L'Atalanta vince per maggiore un tasso tecnico emerso nei momenti topici della gara, anche se nel primo tempo la squadra di Colantuono è parsa troppo rinunciataria. Sonetti recupera in extremis Bjelanovic e gli piazza a fianco in attacco Paolucci. Melara, all'esordio, è preferito in difesa a Cudini. Nell'Atalanta mancano gli influenzati Rivalta e Loria: in difesa Talamonti e il rientrante Carrozzieri, Zampagna unica punta. Ironizzano gli ultrà bianconeri sulla politica dei prestiti dell'Ascoli e allora chiedono con uno striscione anche un «presidente in prestito» rinfocolando così la polemica con il patron Roberto Benigni che in tribuna non fa una piega. Al 9' Carrozzieri mette di poco sul fondo e dalla parte opposta va alto al 16' un diagonale di Paolucci. Stessa sorte per un tiro di Di Biagio al 19'. L'Atalanta a centrocampo pare più ordinata. Migliaccio e Donati sono pronti a mettere in azione Doni, ma la manovra d'attacco trova ostacolo nella difesa bianconera, con i centrali, Di Biagio e Nastase attenti nelle chiusure. La supremazia dei lombardi, però, dura poco perché è l'Ascoli a crescere, tanto che al 24' Calderoni è costretto alla respinta a pugni chiusi su un violento tiro di Zanetti. Il portiere degli orobici mette subito dopo in angolo un calcio di punizione di Fontana. I padroni di casa tengono in mano il pallino della partita; provano a sfondare sulle fasce, ma Fini da una parte e Bonanni dall'altra non trovano varchi in una Atalanta a tratti decisamente arroccata. Squadre al riposo sullo 0-0 che fotografa esattamente quanto visto in campo. Negli spogliatoi Colantuono scuote i suoi, che rientrano in campo con altro piglio.

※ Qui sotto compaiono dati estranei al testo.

PR #1661, opened 2021-02-27
Change Ford TPMS pressure calculation

Krezalis:
fix pressure formula


zuckschwerdt:
Are you sure the sensor can not report `0 PSI`? Lowest report is `0.3 PSI`?

Krezalis:
Yes, i bind sensors and read value from BdyCM

Issue #1534, opened 2020-10-25
Decoder protocol 123 not working for my Jansite external TPMS sensors


riegelbrau:
Hallo team, many thanks for this exciting project! I am using it already for several temperature and humidity sensors from Klimalogg and others. That is working well!
For my home brewing equipement I'm trying to build a fermentation pressure monitoring setup, like Andreas Spiess showed in his videos (very cool project!). So I bought the same Jansite TPMS sensors that Andreas referenced in issue #1007. They display their values on the included car unit, but I am not able to receive any signals with rtl_433 to get the decoded information. So I appreciate any help. 
I put one TPMS sensor in a pressure chamber to force sensor value changes, I gathered some data using the parameters from #1007 and uploaded the files here. Please respond if I should run special commands.

Thanks in advance.

[TPMS_out.txt](https://github.com/merbanan/rtl_433/files/5435468/TPMS_out.txt)
[Jansite_different.OOK.txt](https://github.com/merbanan/rtl_433/files/5435469/Jansite_different.OOK.txt)

zuckschwerdt:
Your collection of codes looks good, the OOK shows the same 52µs timing with MC data. But the codes seem longer: 82 bit instead of the expected 56.
[...]

PR #1663, opened 2021-02-28
Add decoder for jansite solar tpms

merbanan:
Jansite solar tpms #1534 

Try with -R 180 -s 1000k.


enavarro222:
Thanks a lot for that work !
I got a small project on a shelve with that hardware for a while with no time to spend on it... I just try : it works ! 🍾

Zampagna in particolare dà carica ed è lui al 6' a portare in vantaggio l'Atalanta, girando alle spalle di un incerto Pagliuca un preciso cross dalla destra di Adriano. Per l'attaccante nerazzurro è il quinto gol in campionato, il settimo in tutta la sua carriera ai danni dei marchigiani. Sonetti richiama in panchina Bjelanovic, non in buone condizioni fisiche, e butta dentro Perrulli. Esce anche Bonanni, anche lui poco incisivo, ed entra Guberti. Cala l'Atalanta, l'Ascoli ci mette il cuore e al 28' raggiunge il pari con Paolucci che risolve una mischia in area dopo un cross di Fini mal controllato da Adriano. Paolucci è scatenato, Adriano al 29' lo stende in area; è rigore netto, ma Farina battezza la caduta dell'ascolano come simulazione e lo ammonisce fra le proteste di tutto il Del Duca bianconero. L'Ascoli prova a vincere e al 35' un colpo di testa di Di Biagio su traversone di Pesce (subentrato nel frattempo a Melara) fa la barba al palo. L'Atalanta sembra arrendersi, ma nel finale fa sua la gara prima con un gol di Adriano. che al 39' gira in rete un angolo di Tissone e poi con un tiro dal limite di Doni che al 41' batte ancora Pagliuca. Vola l'Atalanta, per l'Ascoli è notte fonda.